You can make the following assumptions in your work:

  • the animations fit a screen of 640x480 pixels, ie. a buffer of 40KiB.
  • the animation widths are multiple of 8 pixels.

Tip

There are several example animations in the sub-directory images. To generate your own animation input file, proceed as follows:

  1. download an animaged GIF with your desired animation.

  2. compute a reasonable size (width, height) in pixels that fits the assumption and so that your simulation will not be too slow.

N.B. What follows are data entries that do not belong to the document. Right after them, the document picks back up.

PR #3002, opened 2018-03-12
Fix Legal search endpoint 500 error for unexpected parameters

fec-jli:
## Summary (required)
For our API design, we can follow the “gracious" way to handle request parameters.

Scenario1) if miss mandatory parameter:
	a) if have default. set to default.
	b) if don’t have default, abort right away, don’t need execute query

Scenario2) if miss need parameter:
	set to default or None

Scenario3)For extra parameters or bad value parameters:
	ignore those parameters quietly

this ticket only fix /legal/search/ endpoint with nonsense parameters: type.
we will set default type=all

- Addresses # [_Issue number_]
[https://github.com/18F/openFEC/issues/2934](https://github.com/18F/openFEC/issues/2934)

in legal.py:
if doc_types is not in one of these 4 doc types :'statutes', 'regulations', 'advisory_opinions', 'murs'
then reset type = all (= four default search types)

and add more except handle.

—[1] Reproduce error and fix:
1)Check out “fix_500_error” branch on local.
set SQLA_CONN to dev db

2) ./manage.py runserver

3) on localhost, correct link: type=all, no error
http://127.0.0.1:5000/v1/legal/search/?type=all&q=public&hits_returned=3&from_hit=0&api_key=DEMO_KEY

on dev api, correct link: type=all, no error
https://fec-dev-api.app.cloud.gov/v1/legal/search/?type=all&q=public&hits_returned=3&from_hit=0&api_key=DEMO_KEY

4) on dev api, error link: type=error_type, 
https://fec-dev-api.app.cloud.gov/v1/legal/search/?type=error_type&q=public&hits_returned=3&from_hit=0&api_key=DEMO_KEY
(because type is not in one of these('statutes', 'regulations', 'advisory_opinions', 'murs'), will get 500 error.

on localhost fixed, reset type=all, so no error, get some results.
http://127.0.0.1:5000/v1/legal/search/?type=error_type&q=public&hits_returned=3&from_hit=0&api_key=DEMO_KEY

-[2]Test with extra parameters:
1)on dev api, as long as type value is correct and q is correct , will ignore extra parameters, get some results
https://fec-dev-api.app.cloud.gov/v1/legal/search/?type=all&q=public&hits_returned=3&from_hit=0&api_key=DEMO_KEY&nonsenseword=nonoe%26%26+type+%25SystemRoot%25%5C%5Cwin.ini+%26%26+&hits_returned=20&from_hit=0

type is not correct, will get 500 error:
https://fec-dev-api.app.cloud.gov/v1/legal/search/?type=error_type&q=public&hits_returned=3&from_hit=0&api_key=DEMO_KEY&nonsenseword=nonoe%26%26+type+%25SystemRoot%25%5C%5Cwin.ini+%26%26+&hits_returned=20&from_hit=0

2)on localhost. type is not correct, no error, get some results based on type=all
http://127.0.0.1:5000/v1/legal/search/?type=error_type&q=public&hits_returned=3&from_hit=0&api_key=DEMO_KEY&nonsenseword=nonoe%26%26+type+%25SystemRoot%25%5C%5Cwin.ini+%26%26+&hits_returned=20&from_hit=0

-[3] if q with nonsenseword parameter, will get 500 error on dev 
https://fec-dev-api.app.cloud.gov/v1/legal/search/?type=regulations&q=+public+%26%26+type+%25SystemRoot%25%5C%5Cwin.ini+%26%26+&hits_returned=20&from_hit=0&api_key=DEMO_KEY

on localhost. will catch 400 “Elasticsearch failed to execute query”
http://127.0.0.1:5000/v1/legal/search/?type=regulations&q=+public+%26%26+type+%25SystemRoot%25%5C%5Cwin.ini+%26%26+&hits_returned=20&from_hit=0&api_key=DEMO_KEY

http://127.0.0.1:5000/v1/legal/search/?q=president%20AND%20OR&type=advisory_opinions

Legal Doc Search

### DIFF
--- a/webservices/resources/legal.py
+++ b/webservices/resources/legal.py
@@ -85,18 +85,29 @@ class UniversalSearch(utils.Resource):
         else:
             doc_types = [kwargs.get('type')]
 
+            # if doc_types is not in one of these 4 doc types :'statutes', 'regulations', 'advisory_opinions', 'murs'
+            # then reset type = all (= four default search types)
+            if doc_types[0] not in ('statutes', 'regulations', 'advisory_opinions', 'murs'):
+                doc_types = ['statutes', 'regulations', 'advisory_opinions', 'murs']
+
         hits_returned = min([200, hits_returned])
 
         results = {}
         total_count = 0
 
         for type_ in doc_types:
-            query = query_builders.get(type_)(q, type_, from_hit, hits_returned, **kwargs)
             try:
+                query = query_builders.get(type_)(q, type_, from_hit, hits_returned, **kwargs)
                 formatted_hits, count = execute_query(query)
+            except TypeError as te:
+                logger.info(te.args)
+                raise ApiError("Not a valid search type", 400)
             except RequestError as e:
                 logger.info(e.args)
-                raise ApiError("Could not parse query", 400)
+                raise ApiError("Elasticsearch failed to execute query", 400)
+            except:
+                logger.info("Unexpected Error")
+                raise ApiError("Unexpected Error", 400)
             results[type_] = formatted_hits
             results['total_%s' % type_] = count
             total_count += count
--- a/webservices/resources/legal.py
+++ b/webservices/resources/legal.py
@@ -26,6 +26,7 @@ INNER_HITS = {
     }
 }
 
+ALL_DOCUMENT_TYPES = ['statutes', 'regulations', 'advisory_opinions', 'murs']
 
 class GetLegalCitation(utils.Resource):
     @property
@@ -81,14 +82,14 @@ class UniversalSearch(utils.Resource):
         }
 
         if kwargs.get('type', 'all') == 'all':
-            doc_types = ['statutes', 'regulations', 'advisory_opinions', 'murs']
+            doc_types = ALL_DOCUMENT_TYPES
         else:
             doc_types = [kwargs.get('type')]
 
-            # if doc_types is not in one of these 4 doc types :'statutes', 'regulations', 'advisory_opinions', 'murs'
-            # then reset type = all (= four default search types)
-            if doc_types[0] not in ('statutes', 'regulations', 'advisory_opinions', 'murs'):
-                doc_types = ['statutes', 'regulations', 'advisory_opinions', 'murs']
+            # if doc_types is not in one of ALL_DOCUMENT_TYPES
+            # then reset type = all (= ALL_DOCUMENT_TYPES)
+            if doc_types[0] not in ALL_DOCUMENT_TYPES:
+                doc_types = ALL_DOCUMENT_TYPES
 
         hits_returned = min([200, hits_returned])
 


webservices/resources/legal.py
```diff
@@ -85,18 +85,29 @@ def get(self, q='', from_hit=0, hits_returned=20, **kwargs):
         else:
             doc_types = [kwargs.get('type')]
 
+            # if doc_types is not in one of these 4 doc types :'statutes', 'regulations', 'advisory_opinions', 'murs'
+            # then reset type = all (= four default search types)
+            if doc_types[0] not in ('statutes', 'regulations', 'advisory_opinions', 'murs'):
+                doc_types = ['statutes', 'regulations', 'advisory_opinions', 'murs']
```
ccostino: This is a great start in accounting for this and resolves the issue! :-)  I think there are a couple of opportunities for improvement, too:

* I noticed that you're checking for the presence of the value provided in a `tuple` instead of a `list` (you have a collection of values wrapped in parentheses instead of square brackets).  This isn't inherently bad, especially in this case as you're just checking to see if the value exists from a known set, but it might lead someone to infer that the value you're checking (`doc_types[0]`) is also in a `tuple`, which it is not (it's a `list` as defined above on line 86).
* This collection of values are being repeated on three lines that I see, so this might be an opportunity for a bit of refactoring to clean this up a bit and prevent duplication (also known as DRY - Don't Repeat Yourself).

In terms of refactoring, I'd approach it like this:

* Create a new constant, defined just under the `INNER_HITS` constant you see at lines 18 - 27 in the same file), and call it `ALL_DOCUMENT_TYPES` or something to that effect, and set it like this:  `ALL_DOCUMENT_TYPES = ['statutes', 'regulations', 'advisory_opinions', 'murs',]`
* Change line 84 to be this instead:  `doc_types = ALL_DOCUMENT_TYPES`
* Change line 90 to this:  `if doc_types[0] not in ALL_DOCUMENT_TYPES`
* Change line 91 to this:  `doc_types = ALL_DOCUMENT_TYPES`

Does this make sense?  By doing this, you're only defining the document types in one place so if they ever change in the future, it's just the constant that has to be modified and all of the rest of the logic leverages the constant.  Let me know if you have any questions or other ideas!

webservices/resources/legal.py
```diff
@@ -85,18 +85,29 @@ def get(self, q='', from_hit=0, hits_returned=20, **kwargs):
...
+            except TypeError as te:
+                logger.info(te.args)
+                raise ApiError("Not a valid search type", 400)
             except RequestError as e:
                 logger.info(e.args)
-                raise ApiError("Could not parse query", 400)
+                raise ApiError("Elasticsearch failed to execute query", 400)
+            except:
+                logger.info("Unexpected Error")
+                raise ApiError("Unexpected Error", 400)
```
ccostino: Nicely done with the improvements to the error handling!  It's always good having more specific errors. :-)

webservices/resources/legal.py
fec-jli: great suggestion. every clean and clear. will do.
Thanks.

Issue #2854, opened 2018-01-04
Create itemized tables (sched_b) and transfer data from fecp to postgresql database in cloud


fecjjeng:
This is derived from Issue #2686: Golden Gate data loading time.

fecjjeng:
This issue is derived from issue #2686 and is related to issue #2724

fecjjeng:
Currently, coding of the PL/SQL package and Java programs are done. Initial load and daily updates process to the cloud databases of the itemized tables are done. The tables are in separated set of tables in a different schema (disclosure) so not to impact any current APIs accessing the aggregate tables in public schema.

LindsayYoung:
We will want to modify the API code- mostly model references so that it references the new tables. We will want to adjust the tests so that they use the schema  and we will want to add a migration that deletes the old tables.

fecjjeng:
Comparison between table structure of disclosure.fec_fitem_sched_b (new) and public.ofec_sched_b_master (old), following is the result
<img width="1269" alt="sched_b_striucture_comparison" src="https://user-images.githubusercontent.com/24943130/37847042-df55b98a-2ea5-11e8-8527-16dbb6af9724.png">
public.ofec_sched_b_master (old) table has two more columns: timestamp and two_year_transaction_period.  
Data in column timestamp is used in queue tables processing, which will not be needed in the data population process for disclosure.fec_fitem_sched_b tables
Data in column two_year_transaction_period is exactly the same as in column election_cycle in each and every row, so it is not needed

hcaofec:
need to check if column two_year_transaction_period is used by endpoints or materialized views or views before dropping it.
@fecjjeng @ccostino

ccostino:
Yes, we've caught up about this some in Slack but need to have a full discussion around it.  The `two_year_transaction_period` is used by quite a few of the endpoints as it is the column that powers the partitions of the schedule A and B data for now (the `CHECK CONSTRAINT` is based off of it; the endpoints expect it as it's a required field, too.

There is an opportunity to consolidate and cleanup here, so I think we can find a path forward, we'll just have to go over everything and plan accordingly. :-)

fecjjeng:
The FECP-driven tables use election_cycle to power the partitions of schedule A ad B  (the CHECK CONSTRAINT is based on the election_cycle column).  I think there is several possible route we can take.  We will discuss to see what is the best way to proceed.

fecjjeng:
[...]

PR #3005, opened 2018-03-12
[WIP] Add more robust itemized schedule nightly processing

ccostino:
**WIP:  PLEASE DO NOT MERGE**

This changeset introduces more resilience to the nightly processing of the itemized schedule data by checking for a specific error condition and attempting to fix it before trying to process the data again.  We find that at times we run into a situation where an itemized record will be present in the new queue table as well as the master table, which indicates the need for an update, but the record is absent from the old queue table.  This change rectifies that by retrieving the values from the master table and creating a copy in the old queue, then retrying the processing again.  If the processing succeeds or fails in a fatal way (another type of error entirely or an error in trying to copy the record into the old queue), the loop is broken from the processing so the rest of the nightly refresh can continue.

TODO:
* [ ] Review the problem and proposed solution
* [ ] Update tests as necessary

### DIFF
--- a/manage.py
+++ b/manage.py
@@ -207,12 +207,18 @@ def refresh_itemized_a():
     """Used to refresh the itemized Schedule A data."""
 
     logger.info('Updating Schedule A...')
-    message = partition.SchedAGroup.process_queues()
 
-    if message[0] == 0:
-        logger.info(message[1])
-    else:
-        logger.error(message[1])
+    while True:
+        message = partition.SchedAGroup.process_queues()
+
+        if message[0] == 0:
+            logger.info(message[1])
+            break
+        elif message[0] == 1:
+            logger.warning(message[1])
+        elif message[0] >= 2:
+            logger.error(message[1])
+            break
 
     logger.info('Finished updating Schedule A.')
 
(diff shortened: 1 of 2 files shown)


ccostino:
Another thought I had about this is we could create another short process before the main queue processing that looks for these kind of records in this situation and clean them all up prior to doing the full processing.  In other words, find all records in the master tables that also have matching records in the new queue tables but not the old queue tables, then either copy them to the old queue tables or just remove them outright from the master tables (remember, this processing happens for both schedule A and B, and has been an issue for both).  Once that is done, then we can do the processing as we had before.

I think that might be a little bit cleaner than having nested `try/except` blocks, but the work so far is at least a start based on the idea I had after chatting with @rjayasekera a bit yesterday.

@rjayasekera, @hcaofec, and @fecjjeng, what do you all think of this so far?  We should review over video chat/in person, but I wanted to make sure I captured all of my thoughts and a proof of concept before I lost them! :-)

fecjjeng:
We should accelerate the process of switching to use partitioned tables trasferred from fecp as well.  I had created the first issue (#2854) for the first step of this process.

ccostino:
Oh, you're right, thanks for the reminder @fecjjeng!  I wonder then if that work should take place instead of this then?

ccostino:
I'm definitely in agreement!  Recapping what we discussed:

* Stop work going down this path
* Repartition schedule B in `dev`; do this again if we need to in the interim before we're able to complete the switch
* Start the work to switch to @fecjjeng's partitioned tables instead, which won't require the queue tables and nightly refresh processing

Thanks again, everyone!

  3. using the program convert from ImageMagick, convert your GIF animation to PBM:

    convert yourfile.gif \
           -coalesce -monochrome \
           -resize WxH! yourfile.pbm
    echo "end" >>yourfile.pbm
    

1.7   Grading

  • 3 points if you have submitted an archive in the right format and your report demonstrates that you have performed the steps in the section “First steps” above succesfully.
  • +2 points if you have completed part A successfully;
  • +1 points if you have achieved a faster implementation in part B than the reference example program;
  • +2 if your optimizations for part B are explained in your report with the measurements that prove they were useful.
  • +0 to +1.5 points attributed depending on the quality of your discussion responses for part A and B in your report.
  • +1 point if the performance of your implementation falls in the top-10 of the entire class.